Step 7. Create a Data Frame with two principal components and examine it.
In [14]:
pcdf = pd.DataFrame(data = pc, columns = ['principal component 1', 'principal component 2'])
In [15]:
pcdf.head()
Out[15]:
principal component 1
principal component 2
0
-2.260979
0.529975
1
-2.085498
-0.638749
2
-2.365671
-0.296291
3
-2.302377
-0.554145
4
-2.384538
0.701810
In [16]:
pcdf.info()
<class 'pandas.core.frame.DataFrame'>
RangeIndex: 153 entries, 0 to 152
Data columns (total 2 columns):
principal component 1    153 non-null float64
principal component 2    153 non-null float64
dtypes: float64(2)
memory usage: 2.5 KB
The pandas.DataFrame( ) function creates a two-dimensional size-mutable, potentially heterogeneous tabulate data structure with labeled rows and columns. The new Data Frame has two columns, and each of them has 153 data points.
Step 8. Concatenate the Data Frame with the Resin column along axis = 1.
In [17]:
finaldf = pd.concat([pcdf, df[['Resin']]], axis = 1)
In [18]:
finaldf.head()
Out[18]:
principal component 1
principal component 2
Resin
0
-2.260979
0.529975
A
1
-2.085498
-0.638749
A
2
-2.365671
-0.296291
A
3
-2.302377
-0.554145
A
4
-2.384538
0.701810
A
In [19]:
finaldf.info()
<class 'pandas.core.frame.DataFrame'>
RangeIndex: 153 entries, 0 to 152
Data columns (total 3 columns):
principal component 1    153 non-null float64
principal component 2    153 non-null float64
Resin                    153 non-null object
dtypes: float64(2), object(1)
memory usage: 3.7+ KB
The pandas.concat( ) function concatenates pandas objects along a particular axis with optional set logic along the other axes.
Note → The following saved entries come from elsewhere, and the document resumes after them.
PR #2076, opened 2023-01-27
bugfix/2075 - Fix DAB southern arrivals and update airport guide

svalencia014:
Resolves #2075.

- Update KDAB
- improve southern spawning and correct airport guide

The purpose of this pull request is to fix southern arrivals which previously spawned at 11,000, making the controller provide vectors for descent.
This changes those aircraft to spawn at 6,000 for the jets, and 5,000 for the props (for separation), per the vZJX DAB SOP ("F11 TRACON will assign 
arrival aircraft to cross the TRACON border at no higher than 6,000").
higher than 6,000’."

PR #2086, opened 2023-03-01
Bugfix/2075

### LINKED ISSUE #2075: Fix South Arrivals at KDAB
Airport: KDAB

Per the [vZJX SOP](https://zjxartcc.org/media/doc/ZJX-5.D_Jacksonville_ARTCC_DAB_ATCT_TRACON_SOP.pdf), aircraft arriving from the south (`SMYRA` and `MIKBE`) should be assigned no higher than 6,000 by F11 TRACON to allow for the South Arrival flow described on page 25. This issue aims to fix that to be IAW SOP to make flows work better.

In this case, the function concatenates the pcdf Data Frame to generates a final Data Frame that will be used to plot the data.
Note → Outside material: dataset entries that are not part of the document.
PR #2121, opened 2024-02-11
Bugfix/2108

### LINKED ISSUE #2108: Incorrect fix location on SID at RJOA
Airport: RJOA

The fix LEMON (MARCO SID) is incorrectly implemented to an identically named fix in South Korea.
Correct coordinates: N34.224683 E132.463589

image

niin54:
Resolves #2108 

The purpose of this pull request is to correct the waypoint for LEMON near RJOA
May be changed in future if more accurate data for the waypoint is received (see original issue)


niin54:
After testing, it looks like it works just fine

Fechulo (approved):

a6rst:
True coordinates are at **N34-13-28.86 E132-27-48.92** ([AIP Japan](https://aisjapan.mlit.go.jp/), see ENR 4.3)

image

Step 9. Plot a two-dimensional plot.
In [20]:
fig = plt.figure(figsize = (8,8))
ax = fig.add_subplot(1,1,1)
ax.set_xlabel('Principal Component 1', fontsize = 15)
ax.set_ylabel('Principal Component 2', fontsize = 15)
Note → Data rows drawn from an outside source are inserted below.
PR #832, opened 2021-07-09
Fix BaselineSolvable parameters for weighted pool

nlordell:
This PR fixes the parameter order for the Balancer V2 weighted pool `BaselineSolvable` implementation that was causing the panics in the Kaffeekranchen today.

I've also slightly modified the `BaselineSolvable` interface to make this mistake less likely in the future.

### Test Plan

Exiting unit tests

### DIFF
--- a/shared/src/sources/balancer/swap.rs
+++ b/shared/src/sources/balancer/swap.rs
@@ -87,7 +87,7 @@ impl BaselineSolvable for WeightedPoolRef<'_> {
         .flatten()
     }
 
-    fn get_amount_in(&self, out_token: H160, out_amount: U256, in_token: H160) -> Option<U256> {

ax.set_title('2 Component PCA', fontsize = 20)
resin = ['A', 'B', 'C']
colors = ['r', 'g', 'b']
for resin, color in zip(resin, colors):
indicesToKeep = finaldf['Resin'] == resin
ax.scatter(finaldf.loc[indicesToKeep, 'principal component 1'],
finaldf.loc[indicesToKeep, 'principal component 2'],
c = color, s = 50)
ax.legend(['A', 'B', 'C'], loc='lower right')
ax.grid()
The matplotlib.puplot.legend( ) function places a legend on the axes, and the loc=‘lower right’ parameter places the legend on the lower right corner of the figure. The matplotlib.axes.grid( ) function configures the grid lines.
The plot shows that the resin classes are well separated from each other.
Step 10. Calculate the percentage of information contained by the two principal components.
In [21] :
pca.explained_variance_ratio_
Out[21]:
array([0.72700289, 0.2310556 ])
As the three-dimensional space (three resins) is converted to the two-dimensional space, some of the variance (information) is lost. The pca.explained_variance_ratio_ attribute shows how much information (variance) can be attributed to each of the principal components. The first principal component contains 72.70 percent of the variance, and the second principal component contains 23.10 percent of the variance.